Políticos e especialistas em direito não chegaram a um consenso sobre como as relações entre a Suíça e a União Europeia seriam afetadas por uma possível aprovação da iniciativa. Segundo o texto da iniciativa, a Suíça teria que renegociar o acordo de livre circulação de pessoas com a UE no prazo de três anos ou rescindi-lo. Uma rescisão poderia colocar em risco o primeiro conjunto dos acordos bilaterais com a UE.

Para a UE, a livre circulação de pessoas é uma liberdade fundamental, completamente associada ao livre comércio de mercadorias, oferta de serviços e intercâmbio de capital. “Os países membros jamais aceitariam a dissociação da livre circulação de pessoas das outras liberdades fundamentais.

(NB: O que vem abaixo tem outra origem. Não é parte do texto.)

PR #190, opened 2024-07-06
Bump Engines

### LINKED ISSUE #189: Node 14, 16 installs error again
Should still be fine for now, but `glob` (and the other issacs packages: `rimraf`, `lru-cache`, and `jackspeak`) just dropped 14 and 16 _in a **patch**_, and NPM warns on old Node versions again. Tests aren't catching it, and ls-engines doesn't resolve based on the ideal tree, just the lockfile. Though I think a flag should fix that, at least.

https://github.com/isaacs/node-glob/commit/8a69def3cad0de9ba26ca831065ffe448d153de3

_**CC:** @jfmengels_

lishaduck:
Resolves #189.


lishaduck:
This'll fail CI becuase there are some other changes that should go along with the upgrade, but I'm not going to put in that effort if we find a better way to deal with this.

lishaduck:
Ok, I went ahead and "suppressed" the eslint failures, so that there's a green check, i.e., this is otherwise fine if this is how we decide to do this.

lishaduck:
Might've found a workaround: getsentry/sentry-javascript#12793
I'll try it.

lishaduck:
> Might've found a workaround: [getsentry/sentry-javascript#12793](https://github.com/getsentry/sentry-javascript/pull/12793) I'll try it.

No, that would prevent people from upgrading the packages on newer node. It should be set by application developers.

package.json
```diff
@@ -114,7 +114,7 @@
   },
   "packageManager": "npm@8.19.4",
   "engines": {
-    "node": ">=16 || 14 >=14.18"
+    "node": ">=18"
```
jfmengels, line 117: Do we not have a way around this? Can't we pin the version of `glob` to one that supports the previous version?

I just saw that v10.4.4 was released and supports `"14 >=14.21 || 16 >=16.20 || 18 || 20 || >=22"`. This is again higher than what we had before, but maybe better than dropping 14 and 16?

Although all of this is starting get pretty annoying and makes me want to rip off the bandaid and drop support so that we're done with this... but also I think that's wrong, so I'm trying really hard to resist... I'm not sure what to do yet.

lishaduck: > I just saw that v10.4.4 was released and supports `"14 >=14.21 || 16 >=16.20 || 18 || 20 || >=22"`. This is again higher than what we had before, but maybe better than dropping 14 and 16?
 
Yeah. I guess we just match that.

> Although all of this is starting get pretty annoying and makes me want to rip off the bandaid and drop support so that we're done with this... but also I think that's wrong, so I'm trying really hard to resist... I'm not sure what to do yet.

I wouldn't mind, but in a patch? Ruining everyone's resolution? I'm rather unhappy about it. And it wasn't even needed. Yes, `??=` is nice, but he needed it once. And it's just syntax sugar. And just in the cli that very few even use in the first place.

lishaduck: Either way, there're some other nice changes to be had here, I'll try to break them out.

lishaduck:
Ok, this PR now does the minimal work to make us compatible with latest glob.

lishaduck:
Glob 11 just drops support again, I guess we should declare support for it as well.

lishaduck:
Ok, I guess we just have to trust ls-engines to keep us up-to-date here. We need to support Glob 11, but npm doesn't take the engine into account.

Espero que os suíços entendam bem isso”, afirmou recentemente José Manuel Barroso, presidente da Comissão Europeia, em uma entrevista ao jornal Neue Zürcher Zeitung, de Zurique.

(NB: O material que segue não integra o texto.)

PR #191, opened 2024-07-06
Enable `noImplicitAny` on `result-cache-json.js`

lishaduck:
_**Depends on:** #188_
_**Relates**: #125_
Here's the diff as GH doesn't play well with stacks from forks: <https://github.com/lishaduck/node-elm-review/compare/node-elm-compiler-no-implict-any...result-cache-json-no-implict-any>

### DIFF
--- a/lib/result-cache-json.js
+++ b/lib/result-cache-json.js
@@ -3,7 +3,15 @@ module.exports = {
   reviver
 };
 
-function replacer(_key, value) {
+/**
+ * @import {Replacer, Reviver} from "./types/json"
+ * @import {Value, ValueStruct} from "./types/elm-internals"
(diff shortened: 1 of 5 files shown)


lib/result-cache-json.js
```diff
@@ -41,7 +49,7 @@ function replacer(_key, value) {
   }
 
   if (typeof value !== 'number' || Number.isFinite(value)) {
-    return value;
+    return value ?? null;
```
lishaduck, line 52: This was unintentional.
Well, I intended it initially, but fixed some other type errors, so this should be unnecessary.

lishaduck:
Rate limits.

“Ir a Bruxelas renegociar o acordo? Isso é uma grande piada, todo mundo sabe, inclusive o Partido Popular Suíço. A livre circulação de pessoas é o cerne do mercado comum”, afirma o conselheiro de Estado Bischof. “Podemos dizer que não queremos a livre circulação de pessoas, mas isso significaria isolar a Suíça e voltar ao sistema de cotas.”

“A UE tem na Suíça um parceiro comercial de confiança e economicamente importante, e não se pode simplesmente colocar essa relação em risco”, contrapõe o parlamentar Brunner e ressalta que em 2012 a Suíça importou mais produtos da UE do que o contrário, em negócios que atingiram o valor de 20 bilhões.

O acordo sobre a livre circulação de pessoas entre a Suíça e a União Europeia entrou em vigor em 2002 e constitui o ponto principal do Acordo Bilateral I.

Segundo o acordo, cidadãos da Suíça e dos países-membro da União Europeia possuem o direito fundamental de escolher livremente o local de trabalho e de residência dentro dos territórios dos países participantes do acordo.

Os eleitores suíços já foram três vezes às urnas para votar sobre a livre circulação de pessoas. Em maio de 2000, os suíços aprovaram nas urnas, por grande maioria, o Acordo Bilateral I e, com ele, o acordo de livre circulação de pessoas.

Em 2005, os eleitores aprovaram a ampliação do acordo de livre circulação de pessoas para dez novos países que aderiram à UE em 2004.

Em 2009, foi aprovada a ampliação do acordo para a Romênia e a Bulgária.

Há previsão de que, no segundo semestre de 2014, seja votada a ampliação do acordo para a Croácia, novo país-membro de UE.

As relações entre a Suíça e a União Europeia são reguladas por 20 acordos bilaterais e cerca de 100 contratos complementares.